HMK m. 359/3 uyarınca; dosya kapsamındaki yazı, belge ve bilgilere, yasaya uygun gerektirici nedenlere, İlk Derece Mahkemesi kararının gerekçesinde dayanılan delillerle, delillerin tartışılması sonucu maddi olay ve hukuki değerlendirmede usul ve yasaya aykırı bir yön bulunmamasına, HMK m. 355/1. gereği incelemenin istinaf dilekçesinde belirtilen sebeplerle sınırlı olarak yapılıp, re’sen gözetilmesi gereken, kamu düzenine herhangi bir aykırılığın da bulunmamasına, kararın usul ve esas yönünden hukuka uygun olduğunun anlaşılmasına göre; davacı vekilinin istinaf itirazları yerinde görülmediğinden HMK m. 353/1-b-1. gereğince istinaf başvurusunun esastan reddine karar vermek gerektiği anlaşıldığından aşağıdaki hüküm kurulmuştur.

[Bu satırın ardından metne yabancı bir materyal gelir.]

PR #668, opened 2026-09-04
test(mlx): assert the smoke adapter LOADS, not merely that it exists (#23)

Srinivasan8888:
Closes the last unmet acceptance criterion on #23 — *"adapter file saved and loadable"*. **Test-only, one file.**

Per [my status check on #23](https://github.com/MakazhanAlpamys/Soup/issues/23#issuecomment-5531000000), the other criteria are already met or obsolete: #394 put `mlx-smoke` on `macos-14` for **every PR** (stronger than the nightly this issue proposed), `README.md:28` already badges `ci.yml` which contains that job, and #665 closed the Rich callback item.

## The gap

`test_mlx_sft_smoke` asserted the two files exist and stopped:

```python
assert (output_dir / "adapters.safetensors").exists()
assert (output_dir / "adapter_config.json").exists()
```

**Existence is not loadability**, and the difference has a named failure mode in this repo already — `resolve_mlx_target_keys`'s own docstring, from #392:

> a default run trained Q/V and then shipped `{"keys": ["auto"]}`. `linear_to_lora_layers` matches nothing against that and `load_weights(strict=False)` drops every LoRA tensor **in silence**, leaving an adapter whose generations are bit-identical to the base model.

So an adapter can be written, be well-formed, carry 8 real tensors, satisfy both assertions — and be **inert**.

## The assertion, and why it is this one

Not "load does not raise" — a dropped-tensor adapter loads perfectly happily. The check is that loading **attaches** LoRA parameters:

```python
base_model, _  = load(_MLX_SMOKE_BASE)
tuned_model, _ = load(_MLX_SMOKE_BASE, adapter_path=str(output_dir))
lora_keys = {k for k in tuned_keys - base_keys if ".lora_" in k}
assert lora_keys, ...
```

Established empirically before writing it, rather than assumed: on a healthy run this base goes **21 params → 29**, with 12 new keys including `model.layers.0.self_attn.q_proj.lora_a` / `.lora_b`.

## Proof it has teeth

I injected the **actual #392 defect** — reverted `build_mlx_adapter_config` to write `{"keys": ["auto"]}` while `_apply_lora` still trains the resolved Q/V list — and measured which assertions notice:

| scenario | verdict |
|---|---|
| clean tree, WITH the loadability assertion | **PASS** |
| #392 bug injected, **OLD assertions only** | **PASS** — ships undetected |
| #392 bug injected, WITH the assertion | **FAIL** — caught |

```
AssertionError: the adapter loaded but attached no LoRA parameters:
21 params before, 21 after. That is the #392 shape -- an adapter that
exists and is inert.
```

Both `mlx_sft.py` and `test_smoke_train.py` restored **byte-identical** afterwards (md5 verified).

The failure message names the mechanism and prints the counts, so whoever sees it red does not have to rediscover #392 to understand it.

## Verified in the real job environment

Not the dev venv — **the dev venv cannot run this job.** Step 2 asserts `torch`, `trl`, `datasets`, `peft`, `accelerate`, `bitsandbytes` are *absent*, and `.[dev]` installs all six, which is exactly why #394 kept `mlx-smoke` out of the main matrix.

So I built a clean `.[mlx]`-only venv on Apple Silicon (Python 3.12, since system Python here is 3.9.6, below the floor) and ran all three job steps verbatim:

```
step 1: import mlx.core, mlx_lm     -> 0.32.2 0.31.3
step 2: PyTorch stack must be ABSENT -> PASS
step 3: pytest -o addopts= -m smoke -k mlx_sft_smoke -q tests/test_smoke_train.py
        1 passed, 2 deselected in 2.76s
```

**Cost:** 2.6–2.8 s for the whole test including the extra load, against ~4.3 s before on a cold HF cache. The assertion does not meaningfully change job runtime — it reuses the model the run already downloaded.

## Verification

```
All checks passed!

1
```

**That one removed line, accounted for:** the fixture's inline base id, replaced by the module constant `_MLX_SMOKE_BASE`. It is now named once so the fixture and this assertion cannot drift onto different models — a real risk, since the assertion loads the base a second time by name. No assertion deleted or weakened.

## Limits

- **Attachment, not correctness.** This proves LoRA parameters are present after load. It does not compare generations, check the weights are the trained ones, or evaluate quality.
- **`.lora_` is a naming assumption** about mlx-lm's `LoRALinear`. Verified against mlx-lm 0.31.3; if upstream renames those attributes this goes red, which is the correct direction for a guard.
- **Apple Silicon only**, like the job it lives in. It skips elsewhere via the existing `importorskip`.

No changelog fragment — test-only, matching #647 and #653.

### DIFF
--- a/tests/test_smoke_train.py
+++ b/tests/test_smoke_train.py
@@ -108,13 +108,18 @@ output: {output_dir}
     return config_path
 
 
+#: The base the MLX smoke fixture trains. Named once so the fixture and the
+#: adapter-loadability assertion cannot drift onto different models.
+_MLX_SMOKE_BASE = "hf-internal-testing/tiny-random-LlamaForCausalLM"
+
+
 @pytest.fixture
 def mlx_sft_config_yaml(tmp_path: Path, tiny_train_data: Path) -> Path:
     """Create a one-step MLX SFT config with a public tiny Llama fixture."""
     config_path = tmp_path / "soup_mlx.yaml"
     output_dir = tmp_path / "output_mlx"
     config_path.write_text(
-        f"""base: hf-internal-testing/tiny-random-LlamaForCausalLM
+        f"""base: {_MLX_SMOKE_BASE}
 task: sft
 backend: mlx
 
@@ -234,6 +239,32 @@ def test_mlx_sft_smoke(mlx_sft_config_yaml: Path):
     output_dir = mlx_sft_config_yaml.parent / "output_mlx"
     assert (output_dir / "adapters.safetensors").exists()
     assert (output_dir / "adapter_config.json").exists()
+
+    # #23's "adapter file saved and loadable" criterion. Existence is not
+    # loadability, and the gap has a named failure mode here: per
+    # `resolve_mlx_target_keys`'s docstring (#392), a run could ship
+    # `{"keys": ["auto"]}`, `linear_to_lora_layers` would match nothing, and
+    # `load_weights(strict=False)` would drop every LoRA tensor IN SILENCE --
+    # leaving an adapter that exists, satisfies both assertions above, and
+    # produces generations bit-identical to the base model.
+    #
+    # So the check is that loading ATTACHES LoRA parameters, not merely that
+    # it does not raise. A dropped-tensor adapter loads perfectly happily.
+    from mlx.utils import tree_flatten
+    from mlx_lm import load
+
+    base_model, _ = load(_MLX_SMOKE_BASE)
+    tuned_model, _ = load(_MLX_SMOKE_BASE, adapter_path=str(output_dir))
+
+    base_keys = {key for key, _ in tree_flatten(base_model.parameters())}
+    tuned_keys = {key for key, _ in tree_flatten(tuned_model.parameters())}
+    lora_keys = {key for key in tuned_keys - base_keys if ".lora_" in key}
+
+    assert lora_keys, (
+        "the adapter loaded but attached no LoRA parameters: "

HÜKÜM:Gerekçesi yukarıda açıklandığı üzere;
1-Davacı vekilinin İlk Derece Mahkemesi kararına ilişkin istinaf başvurusunun ESASTAN REDDİNE,
2-492 Sayılı Harçlar Kanunu gereğince alınması gerekli harç peşin alındığından yeniden alınmasına YER OLMADIĞINA,
3-Davacının istinaf başvurusu nedeniyle yapılan yargılama masraflarının kendi üzerinde BIRAKILMASINA,
4-Kullanılmayan istinaf gider avansının 6100 Sayılı HMK’nın 333. maddesi uyarınca İlk Derece Mahkemesince talebi halinde ilgilisine İADESİNE,
5-İstinaf incelemesi dosya üzerinden yapıldığından davalı lehine vekalet ücreti takdirine YER OLMADIĞINA,
6-Kararın Dairemiz tarafından taraflara TEBLİĞİNE,
Dair, Dosya üzerinde yapılan inceleme sonucunda oybirliğiyle 6100 Sayılı Hukuk Muhakemeleri Kanunun 353/1-b-1. bendi gereğince aynı kanunun 361/1. maddesi gereğince Dairemiz kararının tebliğinden itibaren İKİ HAFTALIK süre içinde Yargıtay nezdinde temyiz kanun yolu açık olmak üzere karar verildi.
01/06/2023

….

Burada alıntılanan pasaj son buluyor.